Right-wing lies do better on Facebook

Researchers at New York University found that that right-wing misinformation on Facebook was much more likely to generate "engagement" there—likes, shares and comments—than left-wing misinformation.

The results provide evidence that right-wing sources of misinformation are some of the most engaging content creators on Facebook, said Laura Edelson, a researcher at NYU's Cybersecurity for Democracy initiative. "My takeaway is that, one way or another, far-right misinformation sources are able to engage on Facebook with their audiences much, much more than any other category," Edelson said. "That's probably pretty dangerous on a system that uses engagement to determine what content to promote."

There are many ways to interpret this conclusion; the researchers "steer clear" of "trying to explain why right-wing misinformation is so highly engaging".

Some are interpreting it as a simple reminder that right-wingers are Facebook addicts being served highly-optimized grievances, which is true enough.

Others see it as a story about a pro-conservative bias at Facebook-the-company, which I don't think is warranted by this particular research, though its certainly reasonable to ask if Facebook is algorithmically (or directly, as in one recent report) favoring right-wing misinformation.

Another way of looking at it is that left-leaning audiences are more resistant to rage bait, pandering, "grifting", whatever terminology we want to use for that kind of media.
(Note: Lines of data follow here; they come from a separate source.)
PR #1068, opened 2023-02-09
[15.0][FIX] mail_tracking: fix portal tests

### LINKED ISSUE #1067: [15.0] mail_tracking: portal tests fail
## Module
mail_tracking

## Describe the bug
mail_tracking causes TestPortalWizard.test_portal_wizard_public_user and TestPortalWizard.test_portal_wizard_partner to fail

## To Reproduce
**Affected versions**: 15.0

1. init db with portal and mail_tracking
2. run portal tests

jonasbuchholz:
fixes #1067

### DIFF
--- a/mail_tracking/models/ir_mail_server.py
+++ b/mail_tracking/models/ir_mail_server.py
@@ -45,10 +45,10 @@ class IrMailServer(models.Model):
         if tracking_email_id:
             headers = self._tracking_headers_add(tracking_email_id, headers)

Yet another is to see it as a statistical phenomenon: if reality has a liberal bias, perhaps unreality has a conservative one.

One thing I'd be wary of is the reliability of companies, lurking in the background of this research, which present themselves as impartial judges of "journalistic integrity". They are tech startups, their intended customer is the advertising industry, and they have perverse incentives: the "adblocker" model applied to fake news.